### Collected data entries
PR #266, opened 2019-03-22
tests: python2/3 compatibility

tsgit:
* ensure tests pass under python2 and python3

    * use deepdiff for comparing nested data-structures

    * remove deep_sort, because sorting a list of dicts
      is not supported in python3

    * accommodate differences in str types between python 2/3

Signed-off-by: Thorsten Schwander <thorsten.schwander@gmail.com>

## Description

improve compatibility with python3 by using six
update tests so that all existing unit tests pass with both python 2.7 and python 3.7

## Checklist:

### DIFF
--- a/hepcrawl/spiders/elsevier_spider.py
+++ b/hepcrawl/spiders/elsevier_spider.py
@@ -1,7 +1,7 @@
 # -*- coding: utf-8 -*-
 #
 # This file is part of hepcrawl.
-# Copyright (C) 2016, 2017 CERN.
+# Copyright (C) 2016, 2017, 2019 CERN.
 #
 # hepcrawl is a free software; you can redistribute it and/or modify it
 # under the terms of the Revised BSD License; see LICENSE file for
@@ -13,29 +13,27 @@ from __future__ import absolute_import, division, print_function
 
 import os
 import re
-
 from tempfile import mkdtemp
 
 import dateutil.parser as dparser
-
 import requests
-
 from scrapy import Request
 from scrapy.spiders import XMLFeedSpider
+from six import text_type
 
 from . import StatefulSpider
+from ..dateutils import format_year
 from ..items import HEPRecord
 from ..loaders import HEPLoader
 from ..utils import (
+    ParsedItem,
     get_first,
     get_licenses,
     has_numbers,
     range_as_string,
-    unzip_xml_files,
-    ParsedItem,
     strict_kwargs,
+    unzip_xml_files,
 )
-from ..dateutils import format_year
 
 
 class ElsevierSpider(StatefulSpider, XMLFeedSpider):
@@ -355,7 +353,7 @@ class ElsevierSpider(StatefulSpider, XMLFeedSpider):
 
         # return year, raw_date
         # NOTE: I have call this here (not in the loader), because I need the year.
-        return format_year(raw_date), unicode(raw_date)
+        return format_year(raw_date), text_type(raw_date)
 
     def get_doctype(self, node):
         """Return a doctype mapped from abbreviation."""
@@ -471,7 +469,7 @@ class ElsevierSpider(StatefulSpider, XMLFeedSpider):
         elif trans_title:  # NOTE: is this case even possible?
             title = trans_title
 
-        return unicode(title)
+        return text_type(title)
 
     @staticmethod
     def _get_ref_journal_title(ref):
@@ -713,7 +711,7 @@ class ElsevierSpider(StatefulSpider, XMLFeedSpider):
             basename = os.path.basename(xml_file)
             elsevier_id = os.path.splitext(basename)[0]
             url = u"http://www.sciencedirect.com/science/article/pii/" + elsevier_id
-        except AttributeError:
+        except (AttributeError, TypeError):
             url = ''
         return url
 
@@ -739,7 +737,7 @@ class ElsevierSpider(StatefulSpider, XMLFeedSpider):
 
         try:
             # filter after re.split, which may return empty elements:
-            split_pub = filter(None, re.split(r'(\W+)', publication))
+            split_pub = [element for element in re.split(r'(\W+)', publication) if element]
             if split_pub[-1] in possible_sections:
                 section = split_pub.pop(-1)
 
--- a/hepcrawl/spiders/pos_spider.py
+++ b/hepcrawl/spiders/pos_spider.py
@@ -1,7 +1,7 @@
 # -*- coding: utf-8 -*-
 #
 # This file is part of hepcrawl.
-# Copyright (C) 2016, 2017 CERN.
+# Copyright (C) 2016, 2017, 2019 CERN.
 #
 # hepcrawl is a free software; you can redistribute it and/or modify it
 # under the terms of the Revised BSD License; see LICENSE file for
@@ -11,21 +11,21 @@
 
 from __future__ import absolute_import, division, print_function
 
-import re
 import os
-from urlparse import urljoin
-from six.moves.urllib.parse import quote
+import re
 
 from scrapy import Request, Selector
+
+from six.moves.urllib.parse import quote, urljoin
 
 from . import StatefulSpider
 from ..dateutils import create_valid_date
 from ..items import HEPRecord
 from ..loaders import HEPLoader
 from ..utils import (
-    get_licenses,
-    get_first,
     ParsedItem,
+    get_first,
+    get_licenses,
     strict_kwargs,
 )
 
--- a/hepcrawl/spiders/wsp_spider.py
+++ b/hepcrawl/spiders/wsp_spider.py
@@ -1,7 +1,7 @@
 # -*- coding: utf-8 -*-
 #
 # This file is part of hepcrawl.
-# Copyright (C) 2015, 2016, 2017 CERN.
+# Copyright (C) 2015, 2016, 2017, 2019 CERN.
 #
 # hepcrawl is a free software; you can redistribute it and/or modify it
 # under the terms of the Revised BSD License; see LICENSE file for
@@ -12,21 +12,22 @@
 from __future__ import absolute_import, division, print_function
 
 import os
-import urlparse
 import tempfile
 
 from scrapy import Request
 from scrapy.spiders import XMLFeedSpider
 
+from six.moves.urllib.parse import urlsplit
+
 from . import StatefulSpider
 from ..parsers import JatsParser
 from ..utils import (
-    ftp_list_files,
-    ftp_connection_info,
-    local_list_files,
-    unzip_xml_files,
     ParsedItem,
+    ftp_connection_info,
+    ftp_list_files,
+    local_list_files,
     strict_kwargs,
+    unzip_xml_files,
 )
 
 
@@ -212,7 +213,7 @@ class WorldScientificSpider(StatefulSpider, XMLFeedSpider):
     def handle_package_file(self, response):
         """Handle a local zip package and yield every XML."""
         self.logger.info("Visited file %s" % response.url)
-        zip_filepath = urlparse.urlsplit(response.url).path
+        zip_filepath = urlsplit(response.url).path
         xml_files = unzip_xml_files(zip_filepath, self.destination_folder)
 
         for xml_file in xml_files:
--- a/hepcrawl/utils.py
+++ b/hepcrawl/utils.py
@@ -1,7 +1,7 @@
 # -*- coding: utf-8 -*-
 #
 # This file is part of hepcrawl.
-# Copyright (C) 2015, 2016, 2017, 2018 CERN.
+# Copyright (C) 2015, 2016, 2017, 2018, 2019 CERN.
 #
 # hepcrawl is a free software; you can redistribute it and/or modify it
 # under the terms of the Revised BSD License; see LICENSE file for
@@ -20,16 +20,16 @@ from operator import itemgetter
 from itertools import groupby
 from netrc import netrc
 from zipfile import ZipFile
-from urlparse import urlparse
 
 import ftputil
 import ftputil.session
 import ftplib
-from hepcrawl.tohep import hep_to_hep, _normalize_hepcrawl_record, \
-    hepcrawl_to_hep, UnknownItemFormat
 from inspire_schemas.builders import LiteratureBuilder
-
 from scrapy import Selector
+
+from hepcrawl.tohep import (hep_to_hep, _normalize_hepcrawl_record,
+                            hepcrawl_to_hep, UnknownItemFormat)
+from six.moves.urllib.parse import urlparse
 
 RE_FOR_THE = re.compile(
     r'\b(?:for|on behalf of|representing)\b',
@@ -238,9 +238,9 @@ def range_as_string(data):
     ranges = []
     for key, group in groupby(
         enumerate(data),
-        lambda (index, item): index - item
+        lambda index_item: index_item[0] - index_item[1]
     ):
-        group = map(itemgetter(1), group)
+        group = [year for _, year in group]
         if len(group) > 1:
             rangestring = "{}-{}".format(str(group[0]), str(group[-1]))
             ranges.append(rangestring)
@@ -289,7 +289,7 @@ def get_journal_and_section(publication):
     journal_title = ''
     possible_sections = ["A", "B", "C", "D", "E"]
     try:
-        split_pub = filter(None, re.split(r'(\W+)', publication))
+        split_pub = [element for element in re.split(r'(\W+)', publication) if element]
         if split_pub[-1] in possible_sections:
             section = split_pub.pop(-1)
         journal_title = "".join(
--- a/tests/functional/arxiv/test_arxiv.py
+++ b/tests/functional/arxiv/test_arxiv.py
@@ -1,7 +1,7 @@
 # -*- coding: utf-8 -*-
 #
 # This file is part of hepcrawl.
-# Copyright (C) 2017 CERN.
+# Copyright (C) 2017, 2019 CERN.
 #
 # hepcrawl is a free software; you can redistribute it and/or modify it
 # under the terms of the Revised BSD License; see LICENSE file for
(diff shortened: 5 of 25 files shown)


hepcrawl/spiders/elsevier_spider.py
```diff
@@ -739,7 +740,7 @@ def get_journal_and_section(publication):
 
         try:
             # filter after re.split, which may return empty elements:
-            split_pub = filter(None, re.split(r'(\W+)', publication))
+            split_pub = list(filter(None, re.split(r'(\W+)', publication)))
```
michamos: i would transform this into a list comprehension, I find `filter(None,...)` very non-obvious:
```suggestion
            split_pub = [element in re.split(r'(\W+)', publication)) if element]
```

hepcrawl/spiders/pos_spider.py
```diff
@@ -13,7 +13,7 @@
 
 import re
 import os
-from urlparse import urljoin
+from six.moves.urllib.parse import urljoin
 from six.moves.urllib.parse import quote
```
michamos: you can combine these two imports

hepcrawl/spiders/wsp_spider.py
```diff
@@ -12,7 +12,7 @@
 from __future__ import absolute_import, division, print_function
 
 import os
-import urlparse
+from six.moves.urllib.parse import urlsplit
```
michamos: `from ...` imports should go after normal module `import`s (so one line lower)

hepcrawl/utils.py
```diff
@@ -20,7 +20,8 @@
 from itertools import groupby
 from netrc import netrc
 from zipfile import ZipFile
-from urlparse import urlparse
+from six.moves.urllib.parse import urlparse
+# from urlparse import urlparse
```
michamos: leftover comment?

hepcrawl/utils.py
```diff
@@ -238,9 +239,9 @@ def range_as_string(data):
     ranges = []
     for key, group in groupby(
         enumerate(data),
-        lambda (index, item): index - item
+            lambda index_item: index_item[0] - index_item[1]
```
michamos: sad that you can't unpack tuples in `lambda`s in Python 3. what's with the strange indentation though?

hepcrawl/utils.py
```diff
@@ -238,9 +239,9 @@ def range_as_string(data):
...
     ):
-        group = map(itemgetter(1), group)
+        group = list(map(itemgetter(1), group))
```
michamos:
```suggestion
        group = [year for (_, year) in group]
```
(not that it matters too much, I have no idea why such a function doing formatting would be needed in a software that *extracts* metadata).

hepcrawl/utils.py
```diff
@@ -289,7 +290,7 @@ def get_journal_and_section(publication):
     journal_title = ''
     possible_sections = ["A", "B", "C", "D", "E"]
     try:
-        split_pub = filter(None, re.split(r'(\W+)', publication))
+        split_pub = list(filter(None, re.split(r'(\W+)', publication)))
```
michamos: I'm having some [déjà vu](https://github.com/inspirehep/hepcrawl/pull/266/files#diff-a72568f5025a10728db1499d3e6df627R743) here :)

tests/functional/arxiv/test_arxiv.py
```diff
@@ -122,8 +123,5 @@ def test_arxiv(
         override_generated_fields(expected) for expected in expected_results
     ]
 
-    gotten_results = deep_sort(gotten_results)
-    expected_results = deep_sort(expected_results)
-
-    assert gotten_results == expected_results
+    assert DeepDiff(gotten_results, expected_results, ignore_order=True) == {}
```
michamos: I'm not sure whether this is actually what we want, as ordering can be meaningful. The correct thing here is probably to do a shallow sort: we don't care in which order the records arrive (I see no reason why that would be non-deterministic in a test environment though), but we do care that the records are really equal, not equal up to arbitrary permutations, of say, the authors on the paper, as that's a sign of bugs :cry: not something I expect you to fix in this PR though.

tests/unit/test_desy.py
```diff
@@ -111,23 +114,29 @@ def test_pipeline(generated_records, expected_records):
...
     with open(path, 'r') as xmlfile:
         data = xmlfile.read()
     result = spider._parsed_items_from_marcxml([data])
-    expected_exception = (
-        "DoJsonError(u'Error in rule \"imprints\" for field \"260__\"',"
-        " (u'Unknown string format:', 'Not a date'), GroupableOrderedDict((("
-        "'a', 'Hamburg'), ('c', 'Not a date'), "
-        "('b', 'Verlag Deutsches Elektronen-Synchrotron'))))"
-    )
+    if sys.version_info[0] < 3:
```
michamos: can you weaken the test instead? this is testing that exceptions inside the spider due to bad MARC:
1. don't cause the spider to blow up
2. are correctly recorded

So I would do something simple like this instead:
```python
assert result[0].exception.startswith('DoJsonError')
```

tests/unit/test_edp.py
```diff
@@ -57,7 +55,7 @@ def package_jats(targzfile):
     """Extract tar.gz package with JATS XML file."""
     spider = edp_spider.EDPSpider()
     response = fake_response_from_string(text="", url="file://" + targzfile)
-    return spider.handle_package_file(response).next()
+    return six.next(spider.handle_package_file(response))
```
michamos: you don't need `six` for this if you only need compatibility with Python 2.7+, 
```suggestion
    return next(spider.handle_package_file(response))
```

tests/unit/test_edp.py
```diff
@@ -100,7 +98,7 @@ def package_rich(tarbzfile):
     """Extract tar.gz package with 'rich' XML file."""
     spider = edp_spider.EDPSpider()
     response = fake_response_from_string(text="", url="file://" + tarbzfile)
-    return spider.handle_package_file(response).next()
+    return six.next(spider.handle_package_file(response))
```
michamos:
```suggestion
    return next(spider.handle_package_file(response))
```

tests/unit/test_edp.py
```diff
@@ -359,7 +357,7 @@ def test_handle_package_ftp(tarbzfile):
     """Test getting the target folder name for xml files."""
     spider = edp_spider.EDPSpider()
     response = fake_response_from_string(text=tarbzfile)
-    request = spider.handle_package_ftp(response).next()
+    request = six.next(spider.handle_package_ftp(response))
```
michamos:
```suggestion
    request = next(spider.handle_package_ftp(response))
```

tests/unit/test_parsers_jats.py
```diff
@@ -96,7 +98,10 @@ def test_field(field_name, records):
     result = getattr(records['jats'], field_name)
     expected = records['expected'][field_name]
 
-    assert result == expected
+    diffs = DeepDiff(result, expected, ignore_order=True)
+    if sys.version_info[0] < 3 and 'type_changes' in diffs:
+        del diffs['type_changes']
```
michamos: do you really need `DeepDiff` here? if nothing but the string type has changed, there won't be an issue, as
`"foo" == u"foo"` (with ASCII only).

tests/unit/test_pipelines.py
```diff
@@ -48,7 +49,7 @@ def json_spider_record(tmpdir):
 
     test_selectors = fake_response.xpath('.//record')
     items = (spider.parse_record(sel) for sel in test_selectors)
-    parsed_record = items.next()
+    parsed_record = six.next(items)
```
michamos:
```suggestion
    parsed_record = next(items)
```

tests/unit/test_pos.py
```diff
@@ -53,11 +54,11 @@ def generated_conference_paper(scrape_pos_conference_paper_page_body):
 
     crawler = Crawler(spidercls=pos_spider.POSSpider)
     spider = pos_spider.POSSpider.from_crawler(crawler)
-    request = spider.parse(
+    request = six.next(spider.parse(
```
michamos:
```suggestion
    request = next(spider.parse(
```

tests/unit/test_pos.py
```diff
@@ -68,7 +69,7 @@ def generated_conference_paper(scrape_pos_conference_paper_page_body):
 
     pipeline = InspireCeleryPushPipeline()
     pipeline.open_spider(spider)
-    parsed_item = request.callback(response).next()
+    parsed_item = six.next(request.callback(response))
```
michamos:
```suggestion
    parsed_item = next(request.callback(response))
```

tests/unit/test_world_scientific.py
```diff
@@ -66,7 +67,7 @@ def get_records(response_file_name):
 
 def get_one_record(response_file_name):
     records = get_records(response_file_name)
-    record = records.next()
+    record = six.next(records)
```
michamos:
```suggestion
    record = next(records)
```

tests/unit/test_parsers_jats.py
tsgit: the expected output is read from `YAML`. yaml.load() only marks non-ascii as `u''`
the `jats` parser marks everything as `u''`.

for string comparison this doesn't matter, but here we compare nested data structure with lists of dicts

I use DeepDiff to compare records with `ignore_order=True` because there are lists of dicts (e.g. affiliations) which do not compare as equal unless they are in the same order, however in python3 you can't sort a list of dicts easily.

```python3
Python 3.7.2 (default, Mar 21 2019, 10:09:12) 
>>> sorted([{2:3,4:5}, {3:1, 1:2}])
Traceback (most recent call last):
  File "<stdin>", line 1, in <module>
TypeError: '<' not supported between instances of 'dict' and 'dict'
>>> 
```
```python2
Python 2.7.15 (default, Oct 15 2018, 15:26:09) 
>>> sorted([{2:3,4:5}, {3:1, 1:2}])
[{1: 2, 3: 1}, {2: 3, 4: 5}]
```

DeepDiff does do a type comparison, and in python2 the types are different

```python2
>>> type('hello')
<type 'str'>
>>> type(u'hello')
<type 'unicode'>
```

while in python3 
```
>>> type('hello')
<class 'str'>
>>> type(u'hello')
<class 'str'>
```

DeepDiff has a `ignore-type` option in current version, but the last version compatible with python2.7 doesn't have that option.

tests/unit/test_edp.py
tsgit: right, I see now  "The next() built-in was backported to Python 2.6+, where it calls the next method."

hepcrawl/utils.py
tsgit: I agree that comprehensions are more readable than `list(map(  ))`  constructs. 
I should have taken the opportunity to re-write this and other similar expressions
I think `[g[1] for g in group]` is better, because it doesn't rely on group having exactly 2 values to unpack

tests/functional/arxiv/test_arxiv.py
tsgit: mmh, good point. I assumed that `deep_sort` was done with purpose and therefore simply looked at an equivalent way of comparing records. I do get different test results depending on what venv and what python version I run in, so the field order is not stable. certainly author lists should remain in stable sort order, but what about e.g. keywords etc.
anyhow, with `DeepDiff` you can set option `ignore_order=False` and have a direct comparison, but then that should be equivalent to `dict1 == dict2` 
I see if I can find reproducible examples.

tsgit:
I agree that `python: - '3.7'` should be added to .travis.yml .
I'm not sure it'll work without some other modifications, though

I use DeepDiff everywhere a direct comparison `expected = result` fails otherwise with current tests. those tests should probably be improved instead.

tsgit:
mmh, so for example in the desy test the MARC tags in the XML file aren't sorted numerically 
which should be fine, since that's not a requirement

however the sort order of the expected json reflects that -- while I think the author from MARC 100 should be before MARC 70x in the converted json

https://github.com/inspirehep/hepcrawl/blob/master/tests/unit/responses/desy/desy_record.xml
`701` appears before `100`

https://github.com/inspirehep/hepcrawl/blob/master/tests/unit/responses/desy/desy_record_expected.json
preserves that order

the actual test output is correct in this case and changes the order to what it should be

```
 'authors': [{'affiliations': [{'value': 'DESY'}],
   'full_name': 'Turkot, Oleksii',
   'ids': [{'schema': 'ORCID', 'value': '0000-0001-5352-7744'}],
   'raw_affiliations': [{'value': 'Deutsches Elektronen-Synchrotron'}]},
  {'full_name': 'Foster, Brian',
   'ids': [{'schema': 'ORCID', 'value': '0000-0001-5699-3046'}],
   'inspire_roles': ['supervisor'],
   'raw_affiliations': [{'value': 'Deutsches Elektronen-Synchrotron'}]},
  {'full_name': 'Wichmann, Katarzyna',
   'inspire_roles': ['supervisor'],
   'raw_affiliations': [{'value': 'Deutsches Elektronen-Synchrotron'}]}],
```

so I guess `deep_sort` was a flawed and unnecessary workaround ?

tests/unit/test_parsers_jats.py
tsgit: @michamos 

after changing this to `assert expected == result` I get occasional test errors on subsequent runs -- seemingly depending on some external state of machine 

`$ pytest -vv tests/unit/test_parsers_jats.py`

it doesn't help to do `rm -rf .pytest_cache/`

```
field_name = 'authors'
records = {'expected': {'abstract': 'The study of non-Abelian Majorana zero modes advances our understanding of the fundamental ...'}]}], ...}, 'file_name': 'PhysRevX.4.021018.xml', 'jats': <hepcrawl.parsers.jats.JatsParser object at 0x7ffb2dc08390>}

    @pytest.mark.parametrize(
        'field_name',
        FIELDS_TO_CHECK
    )
    def test_field(field_name, records):
        result = getattr(records['jats'], field_name)
        expected = records['expected'][field_name]
    
>       assert expected == result
E       AssertionError: assert [{'full_name'...ng, China'}]}] == [{'full_name':...ng, China'}]}]
E         At index 0 diff: {'raw_affiliations': [{'source': 'American Physical Society', 'value': 'Department of Physics, Hong Kong University of Science and Technology, Clear Water Bay, Hong Kong, China'}, {'source': 'American Physical Society', 'value': 'Institute for Advanced Study, Hong Kong University of Science and Technology, Clear Water Bay, Hong Kong, China'}], 'full_name': 'Liu, Xiong-Jun'} != {'full_name': 'Liu, Xiong-Jun', 'raw_affiliations': [{'value': 'Institute for Advanced Study, Hong Kong University of Science and Technology, Clear Water Bay, Hong Kong, China', 'source': 'American Physical Society'}, {'value': 'Department of Physics, Hong Kong University of Science and Technology, Clear Water Bay, Hong Kong, China', 'source': 'American Physical Society'}]}
E         Full diff:
E         [{'full_name': 'Liu, Xiong-Jun',
E         'raw_affiliations': [{'source': 'American Physical Society',
E         +                         'value': 'Institute for Advanced Study, Hong Kong '
E         +                                  'University of Science and Technology, Clear '
E         +                                  'Water Bay, Hong Kong, China'},
E         +                        {'source': 'American Physical Society',
E         'value': 'Department of Physics, Hong Kong University '
E         'of Science and Technology, Clear Water Bay, '
E         -                                  'Hong Kong, China'},
E         +                                  'Hong Kong, China'}]},
E         ?                                                     ++
E         -                        {'source': 'American Physical Society',
E         -                         'value': 'Institute for Advanced Study, Hong Kong '
E         -                                  'University of Science and Technology, Clear '
E         -                                  'Water Bay, Hong Kong, China'}]},
E         {'full_name': 'Wong, Chris L.M.',
E         'raw_affiliations': [{'source': 'American Physical Society',
E         'value': 'Department of Physics, Hong Kong University '
E         'of Science and Technology, Clear Water Bay, '
E         'Hong Kong, China'}]},
E         {'full_name': 'Law, K.T.',
E         'raw_affiliations': [{'source': 'American Physical Society',
E         'value': 'Department of Physics, Hong Kong University '
E         'of Science and Technology, Clear Water Bay, '
E         'Hong Kong, China'}]}]

tests/unit/test_parsers_jats.py:101: AssertionError
... 
====================================== 1 failed, 74 passed, 3 skipped, 2 warnings in 18.99 seconds ======================================
```
 
it is always the author field that errors

```
for x in `seq 1 10`; do pytest tests/unit/test_parsers_jats.py ; done
```
gives  test pass/fail   `+ - + - + + + + - -`  so there is no discernible pattern

trying with cache removal:
```
for x in `seq 1 10; do rm -rf .pytest_cache; pytest tests/unit/test_parsers_jats.py  |  grep seconds; done
```
`+ + + - - - + - - -`

typically the state changes when I do a bit of mouse movement !

T.

tsgit: so I suggest to make clear the `authors` test is special

```
    if field_name == 'authors':
        diffs = DeepDiff(result, expected, ignore_order=True)
        if sys.version_info[0] < 3 and 'type_changes' in diffs:
            del diffs['type_changes']
        assert diffs == {}
    else:
        assert result == expected
```
 and leave it to a future improvement to figure out stable sort order

michamos:
@tsgit on python 3 the documentation fails to build. This seems to be due to it using Sphinx 2.0 (which is Python 3 only) and the hepcrawl config being incompatible with it. You can either try fixing the config to make it compatible, or if you don't wan to bother simply pin sphinx to `<2.0`.

tsgit:
well there is a snowball effect of things just in building the docs

I fixed the immediate issue with sphinx
however there is also an issue with the use of autosemver and python 3
and then there is an issue with scrapyd < 2.0 and python3
and maybe other things

michamos:
@tsgit It would probably be easiest to disable docs building in https://github.com/inspirehep/hepcrawl/blob/02a2d9919c8b1ce904c1b7a85d1072e2ba87834e/docker-compose.test.py3.yml#L69. What do you think?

### Brief
Please reproduce, exactly as written, the lines of the records from the first line through the one containing "between python 2/3".

### Written answer
PR #266, opened 2019-03-22
tests: python2/3 compatibility

tsgit:
* ensure tests pass under python2 and python3

    * use deepdiff for comparing nested data-structures

    * remove deep_sort, because sorting a list of dicts
      is not supported in python3

    * accommodate differences in str types between python 2/3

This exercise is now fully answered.